KhronosGroup · pjaaskel · Dec 13, 2022
diff --git a/ext/cl_khr_defined_builtin_kernels.asciidoc b/ext/cl_khr_defined_builtin_kernels.asciidoc
@@ -0,0 +1,330 @@
+// Copyright 2018-2022 The Khronos Group. This work is licensed under a
+// Creative Commons Attribution 4.0 International License; see
+// http://creativecommons.org/licenses/by/4.0/
+= cl_khr_defined_builtin_kernels =
+
+:source-highlighter: coderay
+
+[[cl_khr_defined_builtin_kernels]]
+== Khronos-Defined Built-in Kernels (Early Draft)
+
+The purpose of this extension is to provide a standardized set of built-in
+kernels with well-defined semantics useful for accelerating applications
+from various domains.  The extension specification is designed to rapidly
+expand and "live" via addition of new well-defined built-in kernel
+definitions and updating of previously defined ones.
+
+=== General Information
+
+==== Name Strings
+
+`cl_khr_defined_builtin_kernels`
+
+==== Version History
+
+[cols="1,1,3",options="header",]
+|====
+| *Date*     | *Version* | *Description*
+| 2022-12-13 | 0.1.0     | First formulation as an extension specification like proposed by Ben Ashbaugh.
+|====
+
+==== Dependencies
+
+This extension is written against the OpenCL Specification version 3.0.12.
+
+This extension requires OpenCL 1.2 or later.
+
+==== Contributors
+
+Pekka Jääskeläinen, Intel and Tampere University. +
+Topi Leppänen, Tampere University. +
+Jan Solanti, Tampere University. +
+Ben Ashbaugh, Intel. +
+
+=== Overview
+
+OpenCL 1.2 specifies a built-in kernel (BiK) as a kernel that is executed on
+an OpenCL device or custom device by fixed-function hardware or in firmware.
+Applications can query the built-in kernels supported by a device or custom
+device.
+
+BiKs are referred to by a name (a C string) without any semantics attached
+to the functionality. The semantics behind the name is completely device
+specific, typically documented in vendor-specific extension specifications.
+
+The goal for this extension is to lower the bar for utilizing hardware
+accelerated functions in drivers by providing a library of
+well-defined BiKs with good coverage for common acceleration needs
+and which is designed to easily evolve over time.
+
+The device drivers that implement this extension can freely choose which
+subset of defined BiKs they implement and advertise to the clients. The
+clients can use the BiKs to accelerate their applications by manually
+executing invoking the BiKs. The extension is designed to also support using
+automated task graph lowering tooling later.
+
+==== Background
+
+ASIC-based coarse-grained hardware accelerators are specialized logic meant to
+speed up execution of workloads of interest, or to provide improvements in
+energy-efficiency. Examples of contemporary workloads that are beneficially hardware
+accelerated over software-based implementations include video coding, deep learning,
+cryptography, software-defined radio and graphics rendering.
+
+FPGAs form a special case somewhere between instruction-set architectures and fixed
+function hardware accelerators. While advances in high-level synthesis tools
+have attempted to bridge the programmability gap between GPU and FPGA programming,
+FPGAs are still considered as devices which are challenging to achieve efficient
+implementations with. Due to extensive manual optimization work required for efficient
+implementations of the accelerated functionality, defining FPGA designs as
+a system of "hardware accelerator IPs" is still a widely used "application abstraction".

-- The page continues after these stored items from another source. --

PR #232, opened 2018-03-04
Submitting StringFormatLab.py

wesmoy17:
Submitting Lab 3 String Formatting Lab Assignment

### DIFF
--- a/students/WesleyM/Lesson3/StringFormatLab.py
+++ b/students/WesleyM/Lesson3/StringFormatLab.py
@@ -1,0 +1,52 @@
+def task_one():
+    """Converts (2, 123.4567, 10000, 12345.67) to 'file_002 :   123.46, 1.00e+04, 1.23e+04'"""
+    string = (2, 123.4567, 10000, 12345.67)
+    print("file_{:03d}: {:.2f}, {:.2e}, {:.2e}".format(string[0], string[1],string[2],string[3]))
+    return
+
+def task_two():
+    """Converts (2, 123.4567, 10000, 12345.67) to 'file_002 :   123.46, 1.00e+04, 1.23e+04'using f-strings"""
+    string = (2, 123.4567, 10000, 12345.67)
+    print(f"file_{string[0]:03d}: {string[1]:.2f}, {string[2]:.2e}, {string[3]:.2e}")
+    return
+    
+def task_three(in_tuple):
+    """Takes a user input tuple and writes in the form of 'the X numbers are: a, b, c'"""
+    l = len(in_tuple)
+    form_string = ("The {} numbers are: " + ", ".join(["{}"]*l)).format(l, *in_tuple)
+    form_string.format(*in_tuple)
+    return form_string.format(*in_tuple)
+
+def task_four(string2):
+    """Rewrites a tuple (4, 30, 2017, 2, 27) into '02 27 2017 04 30'"""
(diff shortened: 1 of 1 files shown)


students/WesleyM/Lesson3/StringFormatLab.py
```diff
@@ -0,0 +1,52 @@
+def task_one():
+    """Converts (2, 123.4567, 10000, 12345.67) to 'file_002 :   123.46, 1.00e+04, 1.23e+04'"""
+    string = (2, 123.4567, 10000, 12345.67)
```
robalford: I think it's a little confusing to name the tuple `string`, and in this case you could just pass the tuple straight to `format()` as args, since you're not changing the order of the items:

`print("file_{:03d}: {:.2f}, {:.2e}, {:.2e}".format(2, 123.4567, 10000, 12345.67))`

students/WesleyM/Lesson3/StringFormatLab.py
```diff
@@ -0,0 +1,52 @@
...
+
+def task_two():
+    """Converts (2, 123.4567, 10000, 12345.67) to 'file_002 :   123.46, 1.00e+04, 1.23e+04'using f-strings"""
+    string = (2, 123.4567, 10000, 12345.67)
+    print(f"file_{string[0]:03d}: {string[1]:.2f}, {string[2]:.2e}, {string[3]:.2e}")
+    return
+    
+def task_three(in_tuple):
+    """Takes a user input tuple and writes in the form of 'the X numbers are: a, b, c'"""
+    l = len(in_tuple)
```
robalford: Nice work! It would be a bit more readable to just use the call to `len()` in your code, rather than assigning to `l`:

`form_string = ("The {} numbers are: " + ", ".join(["{}"] * len(in_tuple))).format(len(in_tuple), *in_tuple)`

students/WesleyM/Lesson3/StringFormatLab.py
```diff
@@ -0,0 +1,52 @@
...
+    """Uses f-strings to write a message"""
+    string3 = ['orange', 1.3, 'lemon', 1.1]
+
+    print(f"The weight of an {string3[0]} is {string3[1]} and the weight of a {string3[2]} is {string3[3]}")
+    print(f"The weight of an {string3[0].upper()} is {string3[1]*1.2} and the weight of a {string3[2].upper()} is {string3[3]*1.2}")
+    return
+
+def task_six():
+    """Prints a table with Name, Age and Cost. Also given a tuple of ten consecutive numbers, it prints into a column 5 characters wide"""
+    table_data = [['Name', 'Age', 'Cost'], ['Robert', '23', '100'], ['Mark', '1000', '2.0'], ['Alice', '20', '1000.02'], ['Bob','32', '10000000'], ['Charles','4', '1'], ['Derek','59', '10000000000000'], ['Billy Bob Bo Bobby Bill Bixworth','59', '25.324']]
```
robalford: The way you write `table_data` here is Pep8 compliant, however, I find the following format more readable because it looks like a table and it has the advantage of placing each 'record' in your structure on its own line, making it easier to track changes to the data in version control:

```
table_data = [
        ['Name', 'Age', 'Cost'],
        ['Robert', '23', '100'],
        ['Mark', '1000', '2.0'],
        ['Alice', '20', '1000.02'],
        ['Bob', '32', '10000000'],
        ['Charles', '4', '1'],
        ['Derek', '59', '10000000000000'],
        ['Billy Bob Bo Bobby Bill Bixworth', '59', '25.324'],
    ]
```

+FPGAs can be thus seen as a platform that can realize and integrate any
+hardware accelerator implementable with the programmable fabric.
+
+The means to utilize hardware accelerators have typically been
+vendor-specific and abstracted behind domain-specific libraries.

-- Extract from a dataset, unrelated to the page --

PR #233, opened 2018-03-04
lesson07 - question

JerHsi:
@natasha-aleksandrova , I keep getting AttributeError: 'Element' object has no attribute 'append' even I have "append" class method defined.  Why is that?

+The overhead with the "bunch of libraries"-approach is seen in the lowest level
+of integration: The libraries utilize a low level library (typically
+vendor-specific) to interface with the actual hardware, and thus does not
+integrate efficiently with other libraries or software-programmable processors
+that might be available on the same chip.
+
+==== Rationale
+
+OpenCL's built-in kernel abstraction allows pushing both hardware
+accelerated and software defined kernels to the same command-queues,
+providing a powerful means for asynchronous execution of heterogeneous
+task graphs on diverse heterogeneous platforms. The ability to invoke hardware
+accelerators while being able to synchronize and optimize data transfers at
+the lowest levels of the driver stack can provide significant latency benefits,
+especially when combined with the command-buffering mechanism.
+
+However, the BiK abstraction works well only when it is widely adopted by
+vendors, and when multiple vendors implement the same definitions. Otherwise
+each vendor specifies and implements their own BiKs closely matching their
+own hardware accelerator properties, resulting in lack of cross-vendor
+portability in the API abstraction presented to the upper layers of
+heterogeneous computing software stacks.
+
+This extension standardizes a set of well-defined BiKs the clients can
+call from higher level programming stacks built with different languages
+and multiple libraries, possibly mix accelerator calls with calls to software kernel
+commands, and rely on the driver stack to optimize the execution (especially
+the synchronization and communication) as a low level heterogeneous task graph.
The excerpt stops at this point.